> Work item: Scan the entries and copy each line where the word "squiggle" is present.

*** Block opens ***

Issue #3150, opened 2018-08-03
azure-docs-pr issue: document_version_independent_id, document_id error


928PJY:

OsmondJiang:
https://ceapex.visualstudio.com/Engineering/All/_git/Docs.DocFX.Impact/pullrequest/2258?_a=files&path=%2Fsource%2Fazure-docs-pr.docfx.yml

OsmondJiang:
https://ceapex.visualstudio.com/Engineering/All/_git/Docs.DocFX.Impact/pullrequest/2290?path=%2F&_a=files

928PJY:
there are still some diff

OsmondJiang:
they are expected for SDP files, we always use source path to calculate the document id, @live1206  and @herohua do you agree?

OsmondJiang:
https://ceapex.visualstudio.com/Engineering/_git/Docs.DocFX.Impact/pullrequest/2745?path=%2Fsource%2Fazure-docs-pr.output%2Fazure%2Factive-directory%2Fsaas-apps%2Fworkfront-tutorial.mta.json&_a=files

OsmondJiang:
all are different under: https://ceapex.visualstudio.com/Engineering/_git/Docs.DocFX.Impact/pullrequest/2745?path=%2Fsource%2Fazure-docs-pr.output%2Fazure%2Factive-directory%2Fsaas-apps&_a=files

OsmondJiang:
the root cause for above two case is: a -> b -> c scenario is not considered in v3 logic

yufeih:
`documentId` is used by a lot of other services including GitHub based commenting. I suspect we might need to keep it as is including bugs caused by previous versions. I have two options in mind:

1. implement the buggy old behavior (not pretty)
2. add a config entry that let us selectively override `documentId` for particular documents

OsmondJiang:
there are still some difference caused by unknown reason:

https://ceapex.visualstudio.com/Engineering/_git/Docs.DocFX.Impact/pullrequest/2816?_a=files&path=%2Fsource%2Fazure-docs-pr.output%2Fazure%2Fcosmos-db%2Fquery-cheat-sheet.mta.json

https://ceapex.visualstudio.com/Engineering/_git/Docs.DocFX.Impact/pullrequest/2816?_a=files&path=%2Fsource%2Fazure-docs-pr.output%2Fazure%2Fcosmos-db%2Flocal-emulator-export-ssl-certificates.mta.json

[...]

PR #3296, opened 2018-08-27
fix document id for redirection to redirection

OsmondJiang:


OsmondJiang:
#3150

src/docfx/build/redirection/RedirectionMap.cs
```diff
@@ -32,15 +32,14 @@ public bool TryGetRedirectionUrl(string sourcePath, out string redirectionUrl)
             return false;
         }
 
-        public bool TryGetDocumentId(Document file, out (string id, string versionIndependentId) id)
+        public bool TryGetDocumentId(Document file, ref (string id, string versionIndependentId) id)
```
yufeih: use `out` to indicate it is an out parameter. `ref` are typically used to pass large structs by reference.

*** Block closes ***
*** Block opens ***

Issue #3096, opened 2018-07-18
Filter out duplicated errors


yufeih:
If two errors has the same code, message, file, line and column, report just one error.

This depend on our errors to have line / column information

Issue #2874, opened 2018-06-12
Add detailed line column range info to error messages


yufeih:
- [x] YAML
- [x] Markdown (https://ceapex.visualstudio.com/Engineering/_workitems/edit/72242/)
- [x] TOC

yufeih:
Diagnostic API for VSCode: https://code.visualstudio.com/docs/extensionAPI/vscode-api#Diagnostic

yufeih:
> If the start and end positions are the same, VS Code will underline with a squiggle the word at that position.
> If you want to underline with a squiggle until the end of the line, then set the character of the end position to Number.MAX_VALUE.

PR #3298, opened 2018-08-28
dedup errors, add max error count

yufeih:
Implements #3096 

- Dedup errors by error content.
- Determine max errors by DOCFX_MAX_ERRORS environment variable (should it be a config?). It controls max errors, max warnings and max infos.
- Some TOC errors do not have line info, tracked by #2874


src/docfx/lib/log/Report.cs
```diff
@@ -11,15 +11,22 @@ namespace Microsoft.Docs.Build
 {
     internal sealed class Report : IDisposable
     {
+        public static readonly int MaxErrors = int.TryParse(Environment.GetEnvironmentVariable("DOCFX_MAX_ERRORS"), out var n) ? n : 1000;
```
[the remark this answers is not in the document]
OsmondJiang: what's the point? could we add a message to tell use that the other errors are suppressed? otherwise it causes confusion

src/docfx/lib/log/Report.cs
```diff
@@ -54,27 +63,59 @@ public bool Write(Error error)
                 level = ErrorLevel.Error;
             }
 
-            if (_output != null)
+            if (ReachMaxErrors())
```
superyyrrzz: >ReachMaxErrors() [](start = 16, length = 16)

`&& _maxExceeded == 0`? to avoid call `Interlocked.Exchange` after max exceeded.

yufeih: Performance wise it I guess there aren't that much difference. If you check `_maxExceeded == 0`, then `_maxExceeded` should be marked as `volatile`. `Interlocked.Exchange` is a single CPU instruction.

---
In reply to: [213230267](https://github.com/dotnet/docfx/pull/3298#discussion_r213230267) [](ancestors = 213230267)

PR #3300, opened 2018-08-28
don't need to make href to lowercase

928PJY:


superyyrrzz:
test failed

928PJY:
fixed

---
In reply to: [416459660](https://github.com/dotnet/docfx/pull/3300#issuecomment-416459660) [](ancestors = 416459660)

*** Block closes ***
*** Block opens ***

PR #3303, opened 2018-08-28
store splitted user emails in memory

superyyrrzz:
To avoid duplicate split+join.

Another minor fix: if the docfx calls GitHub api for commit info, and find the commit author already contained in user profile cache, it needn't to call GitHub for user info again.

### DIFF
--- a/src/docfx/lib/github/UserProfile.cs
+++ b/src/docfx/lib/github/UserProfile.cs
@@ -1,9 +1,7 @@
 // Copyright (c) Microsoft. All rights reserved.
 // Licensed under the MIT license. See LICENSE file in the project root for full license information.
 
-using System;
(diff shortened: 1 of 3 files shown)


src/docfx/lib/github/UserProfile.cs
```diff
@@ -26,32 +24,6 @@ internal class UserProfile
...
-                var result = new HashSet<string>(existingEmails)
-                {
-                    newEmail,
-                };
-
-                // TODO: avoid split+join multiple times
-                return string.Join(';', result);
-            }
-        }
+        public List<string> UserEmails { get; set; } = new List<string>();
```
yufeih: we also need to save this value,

*** Block closes ***

> The answer:
> If the start and end positions are the same, VS Code will underline with a squiggle the word at that position.
> If you want to underline with a squiggle until the end of the line, then set the character of the end position to Number.MAX_VALUE.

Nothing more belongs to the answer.